[ZBX-4268] Timer process gets stuck with 100% utilization Created: 2011 Oct 24  Updated: 2017 May 30  Resolved: 2012 Oct 16

Status: Closed
Project: ZABBIX BUGS AND ISSUES
Component/s: Server (S)
Affects Version/s: 1.8.8
Fix Version/s: None

Type: Incident report Priority: Major
Reporter: Aaron Mildenstein Assignee: Unassigned
Resolution: Won't fix Votes: 0
Labels: maintenance, timer, triggers
Remaining Estimate: Not Specified
Time Spent: Not Specified
Original Estimate: Not Specified
Environment:

RHEL 5.5, x86-64 Linux


Attachments: PNG File ZabbixProcesses.png     File ora-01002.diff     File strace.out.gz    

 Description   

I am monitoring the zabbix sub-processes in a graph, thankfully, or I would never know what was sticking. I noticed that items which should have been in maintenance were paging, and never even showed the orange link color on the dashboard. Careful inspection, and even maintenance period re-creation revealed that the problem persisted.

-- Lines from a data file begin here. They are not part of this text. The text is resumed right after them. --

PR #2602, opened 2022-09-05
Clear Apollo Cache when content model is deleted

Pavel910:
## Changes
This PR adds logic to remove a content model from Apollo Cache when a model is deleted. Since we use `modelId` as a cache id, if a model is _not_ removed from cache, and is then recreated with the same modelId, there are problems with the new model because Apollo thinks that the data in the cache (which remains after model is deleted) belongs to this new model.

In the process I also switched all usages of `cache-get-object-id` plugin to use the proper class plugin, and added a re-export of useful plugins from `@webiny/app` package root.

## How Has This Been Tested?
Manually.


brunozoric (approved):
Everything looks fine.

I looked at the subprocess graph and discovered that the timer process had gone into some loop and pegged at 0% idle (or 100% usage, depending on how you look at it). I tried killing the timer in hopes Zabbix would spawn a new one, but of course it shut down the whole operation and I did a restart.

I have included the graph so you can see what happened. The closest events of any interest in that 9:17AM area are these:

31516:20111024:091729.430 Item [REDACTED.com:vip.bytesIn_perConn.443] became not supported: Division by zero. Cannot evaluate expression [464/0]
31505:20111024:091733.207 Item [REDACTED.com:vip.bytesOut_perConn.443] became not supported: Division by zero. Cannot evaluate expression [5353/0]

These items are based on SNMP queries against an F5 big iron, but does a calculation against another number also harvested therefrom. It seems that Zabbix correctly deflected these and marked the items as not supported, so this may be a mere coincidence. There are no triggers associated with the above items.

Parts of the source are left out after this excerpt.